Le 23 août, le suspect est mis en examen pour « homicide volontaire » et placé en détention provisoire.

« Il expliquait que son geste était intervenu en réaction à des attouchements prodigués à son encontre par la victime dans un contexte d’alcoolisation », indique le procureur adjoint, précisant que le mis en cause « déclarait connaître la victime depuis plusieurs années et avoir été hébergé chez elle, par intermittence ».

Lundi, ce drame a suscité un vif émoi avec les réactions de différentes organisations juives et sur les réseaux sociaux, évoquant un meurtre à caractère antisémite à partir d’un profil Facebook attribué au suspect. L’une des photos postées par ce compte montre notamment un homme brûlant un drapeau israélien.

« Nous espérons rapidement des informations et demandons que toutes les pistes soient explorées à ce stade, y compris l’éventualité du facteur aggravant d’antisémitisme », a tweeté le président du Conseil représentatif des institutions juives de France (Crif), Yonathan Arfi.

D’après le communiqué du parquet, « si l’enquête ne comportait pas d’élément objectif mettant en lumière une motivation discriminatoire, et notamment antisémite, tout élément permettant de l’établir donnera lieu à des réquisitions du parquet tendant à une aggravation de la qualification pénale retenue ».

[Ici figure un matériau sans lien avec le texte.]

PR #1803, opened 2021-09-28
Replace salaries and benefits with simplified one (UR)

peteryates:
This is to test the page side-by-side in the UR environment against the regular page in production.


peteryates:
I believe this UR is done so closing this. Can resurrect if needed.

PR #1809, opened 2021-09-29
Remove and validate extra characters when creating event partial URL

jkempster34:
### Trello card
[Trello](https://trello.com/c/G8l32WiI)

### Context
Users can generate a partial URL based on the event name and start date of an event. Currently there is only minimal validation, so we have seen event partial URLs with non-alphanumeric characters such as brackets, colons, and question marks.

- Update the JavaScript that generates the partial URL to cut out any characters that are not alphanumeric or whitespace. 
- Update the partial URL validation so that only alphanumeric, hyphens, and underscores are allowed.

### Guidance to review
Generating the partial URL:
image
image

Can the JS regex be improved? is there a way to do `[^\w\s]` without underscores? [here](https://regexr.com/66hm2)

### DIFF
--- a/app/models/internal/event.rb
+++ b/app/models/internal/event.rb
@@ -29,7 +29,7 @@ module Internal
     attribute :venue_type, default: VENUE_TYPES[:none]
 
     validates :name, presence: true, allow_blank: false, length: { maximum: 300 }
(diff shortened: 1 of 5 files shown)


peteryates (approved):
Looks good to me

PR #1810, opened 2021-09-30
Display email fallback in place of chat when JS is disabled

ethax-ross:
### Trello card

[Trello-1879](https://trello.com/c/HvPB0Jrh/1879-test-adding-age-range-to-the-mailing-sign-up-process)

### Context

When JS is disabled we need to show a fallback email address in the talk to us section and change the title to 'Email us' instead of 'Chat to us'. When out of support hours we want to hide the 'Email us' section entirely. This differs to how we handle it for JS-enabled users (we retain the heading and replace the button with 'Chat closed' text).

- Add feature specs for chat online buttons

Add feature spec coverage for all the chat online buttons/variations. This was challenging because we need to be able to mock the current browser time from Rails for Capybara, which is in a different process. The method I used involves setting the time you want to use in the query string and then loading in a new pack that mocks out the current Javascript `Date` object. I used `sinon` for this instead of `jest` because you can't include `jest` outside of the test environment. The downside is we now have a test dependency in our non-dev JS dependencies, but its only loaded in on the test environment so it won't have a performance hit.

- Support fallback email for when JS is disabled

### Guidance to review

This is a temporary solution ahead of a wider redesign of the chat component/CTAs; the code is complex/hard to follow and not particularly elegant due to all the different ways we show a chat CTA and the variations for if chat is online/offline and JS is enabled/disabled. If the plan was to keep it as-is longer term I would have refactored the `chat_link` helper into something more maintainable... that being said, it should be robust enough as-is for now given the feature specs that surround the different uses of the chat online button/component.

Screenshot 2021-10-21 at 07 52 30

### DIFF
--- a/app/components/footer/talk_to_us_component.html.erb
+++ b/app/components/footer/talk_to_us_component.html.erb
@@ -11,7 +11,7 @@
               <div class="live-chat">
                 <p class="js-enabled-title">Live chat</p>
                 <p class="js-disabled-title">Email us</p>
-                <%= helpers.chat_link("Chat online", classes: "button", fallback_text: nil, fallback_email: "getintoteaching@education.gov.uk", offline_text: "Chat closed") %>
+                <%= helpers.chat_link("Chat online", classes: "button", fallback_text: nil, fallback_email: "getintoteaching.getintoteaching@education.gov.uk", offline_text: "Chat closed") %>
               </div>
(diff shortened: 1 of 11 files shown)


peteryates (approved):
Looks good.

peteryates (approved):
🚢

Pour l’avocat des proches du défunt Elie Korchia, « la famille veut toute la vérité sur ce qui a pu entraîner un crime aussi atroce, avec un déchaînement de violence ».

Ces dernières années, les autorités françaises ont fait l’objet d’un examen minutieux et de critiques importantes pour ne pas avoir reconnu la nature antisémite des crimes contre les Juifs dans le pays et ne pas les avoir poursuivis de manière appropriée. Les consciences restent encore très marquées par les assassinats de Sarah Halimi en 2017, Mireille Knoll en 2018, et plus récemment René Hadjaj et Jérémie Cohen.